The rights and wrongs of Piketty’s theses
A substantial data set that delivers no arguments in favour of a wealth tax
The rights and wrongs of Piketty’s theses
Surprisingly for an economics book, Thomas Piketty’s Capital in the Twenty-First Century received substantial media exposure, including – ironically – in Vanity Fair, a magazine devoted to reports on the rich and famous. And the magazine’s response to the French economist’s demand for taxes of up to 80 percent on high incomes and up to 2 percent on wealth was anything but harsh. In Piketty’s view, such measures are the only way to rectify the increasingly uneven and unfair distribution of wealth. This response alone showed that the author had struck a nerve in modern society, which was one reason for its success.
More than three-quarters of the book is dedicated to data on the level and distribution of wealth in several countries over the past 200-odd years. Initially, Piketty’s evaluation is fairly cautious, but that changes with his own interpretation of the results in the relatively short final chapter. His analysis rests on assumptions which are at the very least worthy of discussion.
Capital in the Twenty-First Century and its core messages
The historical data indicate that capital income is once again gaining in significance compared to income from labour.
After the two world wars, wealth has again become more concentrated, and conditions in the early 21st century are starting to resemble those in the 19th.
On the long run return on investment has been higher than economic growth (r>g). The only exception was the 20th century as a result of the world wars and substantial economic upheaval, which led to redistribution and destruction of wealth.

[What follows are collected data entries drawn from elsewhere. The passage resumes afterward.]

PR #153, opened 2018-02-10
Add the HTTP/2 ServerStage

bryce-anderson:
It drives the dispatch of individual stream requests and is a
one-time use abstraction: one per stream.

### DIFF
--- a/http/src/main/scala/org/http4s/blaze/http/http2/server/ServerStage.scala
+++ b/http/src/main/scala/org/http4s/blaze/http/http2/server/ServerStage.scala
@@ -1,0 +1,148 @@
+package org.http4s.blaze.http.http2.server
+
+import java.nio.ByteBuffer
+import java.util.Locale
+
+import org.http4s.blaze.http._
+import org.http4s.blaze.http.http2.Http2Exception._
+import org.http4s.blaze.http.http2.StageTools._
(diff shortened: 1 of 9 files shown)


http/src/main/scala/org/http4s/blaze/http/http2/server/ServerStage.scala
```diff
@@ -0,0 +1,144 @@
...
+        timeoutService(request).onComplete(renderResponse(request.method, _))(config.serviceExecutor)
+
+      case Left(errMsg) =>
+        shutdownWithCommand(Cmd.Error(PROTOCOL_ERROR.rst(streamId, errMsg)))
+    }
+  }
+
+  private[this] def renderResponse(method: String, response: Try[RouteAction]): Unit = response match {
+    case Success(builder) =>
+      builder.handle(getWriter(method == "HEAD", _))
```
ChristopherDavenport: Its clear in the context of the tests, but not clear at the call that this == is the check that is forcing the NoOp writer on a head request. Once you go to the other functions its more understandable, but it would nice to be clearer at the invocation site.

bryce-anderson: Thats a fair point, and I vaguely remember thinking it was a bit tricky at some point as well. I'll make the code a hair more verbose and/or add some comments to clear it up.

PR #97, opened 2016-09-02
Format code blocks and variable/path notations

frickler01:
Added markdown backticks for commands, variable names and path as well es indented code blocks for better readability.


williamh:
In the commit message, please use the present tense, so "add" instead of "added". Also, I believe there is a way to format code in markdown, so it might be better to use that instead of tabs.

dwfreed:
Start with 3 backticks (the character to the left of 1 on a standard US QWERTY keyboard), optionally specify a language, newline, code, newline, end with 3 backticks.

frickler01:
@williamh I'm aware of that, I just thought indented code is better distinguished in plain text than the fenced variant. But I can change that of course.

PR #102, opened 2016-10-24
sh/init.sh.Linux.in: skip /proc sanity test if md5sum is missing

floppym:
Bug: https://bugs.gentoo.org/594534#c7

### DIFF
--- a/sh/init.sh.Linux.in
+++ b/sh/init.sh.Linux.in
@@ -21,7 +21,7 @@ fi
 mountproc=true
 f=/proc/self/environ
 if [ -e $f ]; then
-	if [ "$(VAR=a md5sum $f)" = "$(VAR=b md5sum $f)" ]; then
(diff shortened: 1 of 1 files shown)


dwfreed:
meh

williamh:
If I have my choice, I would rather get rid of the /proc sanity test and just try to mount /proc if it isn't mounted.

robbat2:
As the person that wrote this code, and cares about the case, please merge floppym's PR, and don't drop the /proc check.

williamh:
Here's where I am on this p/r. We can keep the /proc check, but I question the value of the separate check for md5sum. The only time md5sum is not accessible is if /usr is separate and not mounted.

floppym:
This is a simple patch to keep OpenRC working without /usr mounted. If you want to actively break that by refusing patches, that's up to you.

Merge this or close it.

dwfreed:
Merged my PR.  Thanks again for your patch.

PR #106, opened 2016-12-15
sh/openrc-run.sh: expose default start/stop/status

robbat2:
Supervisor setups break easily when start/stop/status functions are not
default.

Applications that write multiple PIDs to a pidfile (eg HAProxy as
described in bug 601540), can also benefit from being able to call the
default start/stop/status with modified environment variables.

Expose the default start/stop/status functions as
openrc_default_start/stop/status, and use them for the defaults
start/stop/status.

Trivial usage example:
```
  stop()
  {
    t=$(mktemp)
    for pid in $(cat $pidfile) ; do
      echo $pid >$t
      pidfile=$t openrc_default_stop
    done
    rm -f $t
  }
```

X-Gentoo-Bug: 601540
Signed-off-by: Robin H. Johnson <robbat2@gentoo.org>

### DIFF
--- a/sh/openrc-run.sh.in
+++ b/sh/openrc-run.sh.in
@@ -146,10 +146,9 @@ _status()
 	fi
 }
 
-# Template start / stop / status functions
 # These functions select the appropriate function to call from the
 # supervisor modules
-start()
+default_start()
 {
 	local func=ssd_start
 	case "$supervisor" in
@@ -163,7 +162,7 @@ start()
 	$func
 }
 
-stop()
+default_stop()
 {
 	local func=ssd_stop
 	case "$supervisor" in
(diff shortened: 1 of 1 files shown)


williamh:
I like this, but I think we can do without the openrc_ prefix on the function names.

robbat2:
Changed to `default_` prefix instead of `openrc_default_`.

williamh:
Please add the X-Gentoo-Bug-URL line to your commit message. Also, if you want you can remove
Signed-Off-By since it really doesn't mean anything in OpenRC.
I understand that you prefer to have the gpg signatures preserved on your commits, so please let me know when you want this merged and rebase it.

PR #107, opened 2016-12-17
Localmount shouldn't mount remote filesystems

asomers:
The /etc/init.d/localmount script has a syntax error that causes it to
attempt to mount remote filesystems, causing the boot to fail. The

According to Piketty, in the future the law of r>g will lead to a higher concentration of wealth, on a par with that in the 19th century, unless suitable counter-active measures are implemented in time.
Halting this trend towards inequality requires a progressive global tax of as much as 80 percent on high incomes and of 50-60 percent on upper-middle incomes. In addition, Piketty sets out the case for a progressive property tax of 1-2 percent in order to achieve a fairer distribution of wealth.
Without these political interventions, such historic levels of inequality would probably return, with the chance of leading to social unrest.
So Thomas Piketty’s central argument is that return on investment is growing more quickly than the economy as a whole, and an ever larger share of total wealth would be concentrated in the hands of an ever smaller section of the population. This insight, however, is nothing new. But most importantly it is not a sound basis for Piketty’s tax proposals.
His conclusions are taken from the past and applied to the future, but bear little relation to the data he provides in the rest of the book. And they are dubious for other reasons. Piketty , for example, ignores the fact that labour becomes more scarce and more expensive in an ageing society, meaning that income from employment will catch up with return on investment. There is also an assumption that wealth always remains in the same hands. The fall of the Buddenbrooks, a wealthy merchant family portrayed in Thomas Mann’s novel of the same name, provides the same anecdotal evidence as a glance at the Forbes rich list: wealth changes hands over time.
The fact that dipping into the pockets of the wealthy harms not just them but also everyone else is also neglected. A study by the Tax Foundation calculated the decline in American GDP and capital and the number of jobs that would be lost by implementing Piketty’s income tax proposal alone. The bottom line was that middle and low earners would lose 3 percent of their disposable income. A wealth tax would make things even worse.
In a nutshell, Thomas Piketty’s book tells a story about redistribution but not creation of wealth.